We usually encounter the quandary among
celebrities—writers (the recent Alice Munro scandal), painters, comedians, musicians,
actors whose messy private lives are revealed, compromising their popularity
and professional standing. But are these unknown actors who have committed crimes
that earned them a stay in Sing Sing (we don’t know any details) to be judged
differently?
The filmmakers even mitigate Domingo’s
character, who seems way too gentle to survive a place like Sing Sing, by
suggesting there is a recording that proves he is innocent of the murder he’s
incarcerate for. While it shows how unfair the by-the-books justice system can
be, its inclusion also seems a ploy to ensure that audience have good feelings
about the character.
I
doubt the makers of “Sing Sing” imagined the cast’s past would be construed as
an issue—and for most filmgoers, myself included, it isn’t. In fact, it’s being
used to sell the film. I just wish the separation of life and art were observed
and adjudicated more consistently.
KNOX
GOES AWAY (2024)
There is no shortage of hitmen filling
screens in movies and streaming series as of late, but none that I’ve seen
feature a professional killer with dementia. Michael Keaton plays the coolly
efficient John Knox in this tautly directed (also Keaton) and well-written (by
Gregory Poirier) crime picture that received a brief theatrical release this
spring and now is streaming on MAX.
Knox, who learns just before his last job
that his accelerating disease leaves him just a few weeks before his mind goes,
dedicates his final coherent days to clearing his long-estranged son (James
Marsden) in a murder.
As he rearranges the evidence, with help
from an old pal played by Al Pacino, who resembles a retired heavy metal
drummer, a tenacious police detective (Suzy Nakamura) is trying to get a handle
on all these moving parts of these crimes.
While the film comes together a bit too
neatly, Keaton’s Knox remains compelling throughout, adding another fine
performance to this veteran actor’s filmography.
While no one would argue that Keaton ranks
with the best actors of his generation but the 72-year-old has had an
impressive career, after bursting on the scene with back-to-back comedy hits,
“Night Shift” (1982) and “Mr. Mom” (1983).
This
Pittsburgh native, who once worked on “Mr.
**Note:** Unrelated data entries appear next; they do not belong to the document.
PR #46, opened 2016-10-18
String split zero copy

malthe:
[Rendered](https://github.com/malthe/pony-rfcs/blob/string-split-zero-copy/text/0000-string-split-zero-copy.md)

Implementation is here: https://github.com/malthe/ponyc/compare/issue-1309...malthe:string-split-zero-copy

### DIFF
--- a/text/0000-string-split-zero-copy.md
+++ b/text/0000-string-split-zero-copy.md
@@ -1,0 +1,53 @@
+- Feature Name: String split zero-copy
+- Start Date: 2016-10-18
+- RFC PR:
+- Pony Issue:
+
+# Summary
+
+The string splitting method should work on an immutable copy and provide a "zero-copy" functionality.
+
+# Motivation
+
+This behavior is preferable because you get to decide whether to make zero or one copy of the complete string. It's easy to obtain an immutable copy of a string so usability is preserved.
+
+# Detailed design
+
+The splitting method will be revised to operate on the immutable string only, returning immutable zero-copy reference strings to the same memory allocation.
+
+The previous method signature was:
+```pony
+fun split(delim: String = " \t\v\f\r\n", n: USize = 0): Array[String] iso^ =>
+```
+This would be changed to:
+```pony
+fun val split(delim: String = " \t\v\f\r\n", n: USize = 0): Array[String] val^ =>
+```
+
+Typical usage:
+```pony
+let words = "Hello world".split()
+let s = "1,2,3".clone()
+let numbers = s.split(",")
+```
+The latter example relies on auto-recover to make the cloned ``String iso`` immutable.
+
+# How We Teach This
+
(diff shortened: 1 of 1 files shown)


jemc:
Can you make explicit the method signature of the current `String.split` method as it compares to the new one?

SeanTAllen:
I need convincing. I can see having another split method that does this. We have/had that at Sendence. However changing split to only work on vals is not a good thing. Its perfectly reasonable for me to want to be able to split a ref. This change would disallow that. Rather than changing the existing method, I believe what you want is a new method.

malthe:
I suppose with subtyping it would be quite easy to provide two implementations of `String.split` – one for `val` and one for `ref`.

SeanTAllen:
What subtyping are you referring to @malthe?

malthe:
I was thinking that with https://github.com/ponylang/rfcs/pull/62 it might be possible to "overload" `String.split` with two implementations.

If that's something we want?

An alternative is of course to go with different names but that seems a bit wrong to me – like Hungarian notation almost.

I think ergonomics should be a concern here as well as obviously performance.

jemc:
I wonder how the performance of `(String box).clone -> (String val).split` compares to the current case of `(String box).split`.  It's possible that the `clone.split` would actually be _more_ performant, since it involves one large buffer allocation instead of many small buffer allocations.  If that ends up being true, I'd think that there is not much justification to keep `(String box).split` around.

It would be interesting to see some benchmarks.

SeanTAllen:
@jemc that would be an interesting benchmark.  did you mean:

`(String box).split` in the following?

> I'd think that there is not much justification to keep (String box).clone around.

jemc:
@SeanTAllen yes, thanks for the correction - I've corrected the comment.

malthe:
The benchmark results are:

```
split               20    82373935 ns/op
split-zc            30    44659338 ns/op
```

For what it's worth, https://github.com/ponylang/ponyc/pull/1335 actually runs about 1% faster than `"split"`.

Program code:

``` pony
use "ponybench"

actor Main
  let length: USize = 1024 * 1024

  new create(env: Env) =>
    let s = recover ref String.create(length) end

    while s.size() < length do
      s.append("abcde ")
    end

    let s': String val = s.clone()
    let bench = PonyBench(env)

    bench[None]("split", recover val lambda()(s') => s'.split() end end)
    bench[None]("split-zc", recover val lambda()(s') => s'.clone().split_zc() end end)
```

jemc:
@malthe thanks for doing this benchmark.

I cloned your fork and tried a few variations on the benchmark, and couldn't come up with a case where the `split()` wasn't slower than `clone().split_zc()`.

With that in mind, I think there is no reason to keep a `fun split` because `fun val split` is more optimal, even when you have to `clone` first to get a `val`.

SeanTAllen:
Closing as stale.

PR #47, opened 2016-10-19
Stateful primitives

Praetonus:
[Rendered](https://github.com/Praetonus/rfcs/blob/stateful-primitives/text/0000-stateful-primitives.md).

### DIFF
--- a/text/0000-stateful-primitives.md
+++ b/text/0000-stateful-primitives.md
@@ -75,7 +75,7 @@ This will add a certain amount of code in the compiler, which will have to be ma
 
 - Use separate objects from primitive functions as described in Motivation. This can be really bad for performance.
 - Pass data in a class. This can break encapsulation if the data is supposed to be intrinsic to the algorithm.
-- Use the upcoming compile-time values. This can't work with FFI objects.
+- Use the upcoming compile-time values. A compile-time value can be used to create an arbitrarily complex immutable object. However, no FFI can be involved in it, so it isn't a usable alternative if the data wraps calls to a C library (for example, a huge number library).
 
 # Unresolved questions
 
--- a/text/0000-stateful-primitives.md
+++ b/text/0000-stateful-primitives.md
@@ -27,6 +27,8 @@ This pattern is far from optimal since a new object is created each time one of 
 
 The core idea is really simple, it boils down to allowing fields on primitives. Since a primitive is always `val`, viewpoint adaptation will ensure that fields can never be mutable and that they can be used without concern in multiple actors. The only difference with class fields is that primitive fields will have to be initialised in the `_init` function rather than in the constructor.
 
+We don't want to allow actors in primitive fields because it would create patterns with globally accessible actors not created by the main actor. Since a primitive `_init` can't send messages, that restriction is already ensured.
+
 ## Isn't this ambient authority?
 
 No, for two reasons.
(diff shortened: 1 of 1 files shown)


jemc:
> the function and the field in the following primitive are semantically equivalent (with the exception of object identity but it is irrelevant here)

I'm not so sure you can say that object identity is irrelevant.  It may not matter much in the case of immutable data structures but that is not all you are allowing with this change.  You say that viewpoint adaptation would take care of making sure that immutable data is all that we could allow to be global, but recall that `tag` (which is still `tag` when viewpoint-adapted by `val`) is all that is required to send messages to an actor.  And this is also where object identity is very much important, regarding the distinguishing between "the function" and "the field" - "the function" creates a new actor on each invocation, and "the field" acts like a global reference to a single actor

Thus I could use fields-on-a-primitive to create a global mutable actor that runs without ever being explicitly created (and given the authority to execute) by `Main`.  I think this does count as ambient authority in a real way, whether we see it as an otherwise positive thing or not.

It's also possible that the primitive-as-entrypoint-for-a-global-actor pattern would be problematic in distributed Pony.

If we decided we wanted to adopt this RFC, but somehow make it illegal for the fields to contain an `actor` (even indirectly), I think this would end up losing the attractive simplicity it currently holds of just using viewpoint adapation and letting the normal rules apply.

jemc:
In terms of alternatives, I think there is an important one that is not on this list.

I think Luke Cheeseman's fork with dependent types and compile-time expressions may actually fulfill a lot of the motivations for this change.  Compile-time expressions can be arbitrarily complex immutable data structures, but they may not contain actors.

Praetonus:
Actors were on my mind but I forgot to add them in the actual text... My bad. Of course, actors should be disallowed in primitives fields. Actually we can have that guarantee for free since a primitive `_init` can't send messages and therefore can't create actors.

Compile-time expressions can solve part of the problem, but not everything. Specifically, if the data contains FFI stuff (like my SRP example, which uses the GMP C library) then it won't work.

jemc:
> Actually we can have that guarantee for free since a primitive `_init` can't send messages and therefore can't create actors.

Right, I forgot about that constraint on `_init`.  I suppose this wouldn't be inconsistent by that metric, then.

Can you add some of this info to the text of the RFC?

jemc:
Heh, actually looks like you just did. :smile:

SeanTAllen:
I am generally in favor of this idea. Seems useful. I think more about Luke's work should be included in "Alternatives" including your statement:

> Compile-time expressions can solve part of the problem, but not everything. Specifically, if the data contains FFI stuff (like my SRP example, which uses the GMP C library) then it won't work.

SeanTAllen:
Given the participants on the RFC are 3 of the most active, I think it is reasonable to take this to final comment period soon. Thoughts @jemc and @Praetonus?

Praetonus:
I'm comfortable with moving it forward.

Praetonus:
> I think more about Luke's work should be included in "Alternatives"

I added that.

Praetonus:
It's been more than a week since the beginning of final comment period, marking ready for vote.

jemc:
We want to get some input from @sylvanc before voting, in case he has any reasons not to do this that we didn't think of justifications for here.

Praetonus:
We discussed this RFC during the sync call and it doesn't seem to be the best candidate for that use case. What we'd like to do is to use the upcoming value dependent types work to allow creating constant objects, but also allow these objects to use FFI as a way to "finish" their initialisation at runtime. I'll close this RFC and open a new one once value dependent types are available.

PR #50, opened 2016-10-21
Remove default failure implementations from network notify interfaces

SeanTAllen:
Remove default implementations currently provided for failures on
`TCPConnectionNotify`, `UDPNotify` and `TCPListenNotify`.


SeanTAllen:
@ponylang/committer any comments? if not, i'm going to move to final comment period.

jemc:
I'm in general agreement.

jemc:
Added final comment period label, so that it can be voted on next week if there are no comments.

SeanTAllen:
Sounds good. I probably won't be around to advocate for it next Wednesday.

Roger’s Neighborhood,” found the
perfect vehicle for his frenetic comedic persona in Tim Burton’s cartoonish
“Beetlejuice” (1988). That same year Keaton showed off his dramatic skills,
playing a drug addict seeking redemption in “Clean and Sober.”
Ironically, the biggest role of his
early film career, again for Burton, in “Batman” (1989) and “Batman Returns”
(1992), the first of the modern Batmans, didn’t do much for his career. After
leading an all-star cast in Ron Howard’s entertaining and perceptive newspaper
tale, “The Paper” (1994), playing a stressed-out editor of a New York tabloid, few
good roles came his way.
For
the next 18 years, Keaton worked mostly as a supporting player and on
television along with doing a ton of voice work (“King of the Hill,” “The
Simpsons,” “Cars” and “Toy Story 3” as a very funny Ken). His career as a major
movie star as he reached his 60s seemed to be in the rearview mirror when he
was cast as an aging movie star—famous for playing a superhero—making a
comeback on Broadway. “Birdman or (The Unexpected Virtue of Ignorance)”
directed in what seems to be one long take by Alejandro Gonzalez Iñárritu, won
the 2014 best picture Oscar and Keaton picked up his first Academy Award
nomination.
His Riggan, caught up in a dream world as
his play and personal life seem to be spinning out of control, reveals the
insecurities of an actor desperate to be acknowledged while caught up in the
backstage hurly-burly of a troubled production.
The next year he headlined another best
picture winner, back as a journalist again in “Spotlight” (2015), playing
real-life Boston Globe reporter Robby Robinson, part of the investigative team
that revealed the priest molestation scandal in the city’s Catholic Church.
Though he gave a valiant effort playing
McDonald’s founder Ray Kroc in “The Founder” (2016) and was quite good as
Ramsey Clark in “The Trial of the Chicago 7” (2020), “Knox Goes Away” features
Keaton’s best work since his career-topping movies 10 years ago and, let’s
hope, offers promise of more to come. Later this year, he’ll return in the
sequel to “Beetlejuice.”
FLY
ME TO THE MOON (2024)
There was a time, as recently as the 1980s
and ‘90s, when romantic comedies not unlike “Fly Me to the Moon,” filled big
screens monthly. We foolishly believed that would always be the case.
Even with a pair of engaging stars and a
handful of amusing supporting players, “Moon” would have been lost in that
earlier era but in 2024 it stands out from what currently passes as film
comedy. (See “The Fall Guy” below)
It also serves as a flimsy, but basic
history lesson on the greatest scientific achievement of our lifetime—the
landing of men on the Moon.
Scarlett Johansson, who steps from intense drama to light comedy as well as anyone, plays Kelly Jones, a crafty, innovative marketing exec who is recruited by NASA to promote the program in hopes of receiving more government money for the Moon mission.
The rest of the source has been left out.